Referensi, Berita Hukum, Politik dan Pemerintahan|Sabtu, Februari 29, 2020
Halaman Home » Pilihan Redaksi » Dituding Terima Fee, Ketua Komisi A Ariyanto Hendrata: Ahok Fitnah Anggota DPRD Kota Bekasi
  • Follow Us!

Dituding Terima Fee, Ketua Komisi A Ariyanto Hendrata: Ahok Fitnah Anggota DPRD Kota Bekasi 

BERITA BEKASI – Ketua Komisi A DPRD Kota Bekasi Ariyanto Hendrata menuding Gubernur DKI Jakarta sengaja menghindar dari subtansi persoalan terkait pelanggaran atas MoU (Memorandum of Understanding) dalam pengelolaan dan pengangkutan sampah milik DKI di TPST Bantargebang Kota Bekasi yang kemudian Ahok menuding balik Anggota DPRD Kota Bekasi diduga terima jatah fee dari PT Godang Tua Jaya (GTJ lantaran  DPRD Kota Bekasi terkesan membela PT GTJ saat ada persoalan dengan Pemprov DKI.

“Soal itu fitnah, dan Ahok itu mau lari dari substansi masalah, kami fokus mengawasi isi MoU antara Pemkot Bekasi dan DKI Jakarta soal sampah,” ujar Ariyanto kepada Beritaekspres.com, Sabtu (24/2015) kemarin.
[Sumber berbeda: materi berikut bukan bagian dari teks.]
PR #49, opened 2020-03-06
Add minimum size for SNR text field to avoid it being chopped off in OSX and possibly other platforms.

tmiw:
@drowe67, found some weirdness with the SNR text field on OSX while testing 1.4.1. As the title states, I added a minimum size to that field to avoid the text being chopped off if the SNR is two digits or greater.

(Note: I think this has been around for a bit. I don't think this is related to the 1.4.1 changes.)


drowe67:
@tmiw OKcool  I just tried this branch on Linux and looks OK to me with a high SNR:
Screenshot from 2020-03-07 07-20-06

Dalam MoU tersebut sambung Politisi dari PKS ini, terdapat pelanggaran – pelanggaran yang dilakukan Pemprov DKI Jakarta kepada Pemkot Bekasi. “Kami menemukan ada pelanggaran yang harus di klarifikasi oleh Gubernur DKI,” tegasnya.

Jadi menurut Ariyanto, Gubernur DKI Basuki Tjahya Purnama atau biasa disapa Ahok itu menjawab apa yang ditemukan DPRD Kota Bekasi atas beberapa pelanggaran. “Ahok jawab saja tudingan saya itu, jangan justru mengalihkan isu,” sindirnya.

Pihaknya membeberkan jika pelanggaran yang dilakukan Pemprov DKI bukan saja hanya soal truk sampah yang tidak sesuai MoU, baik rute dan waktu angkutan sampah. “Dan masih adalagi beberapa kewajiban lainnya yang tidak dilaksanakan DKI,” ungkapnya.

Namun demikian lanjut Ariyanto, dirinya tetap optimis jika Ahok akan memenuhi panggilan DPRD Kota Bekasi dalam waktu dekat. “Kami tidak mau su’udzon dulu sama Ahok,” imbuhnya.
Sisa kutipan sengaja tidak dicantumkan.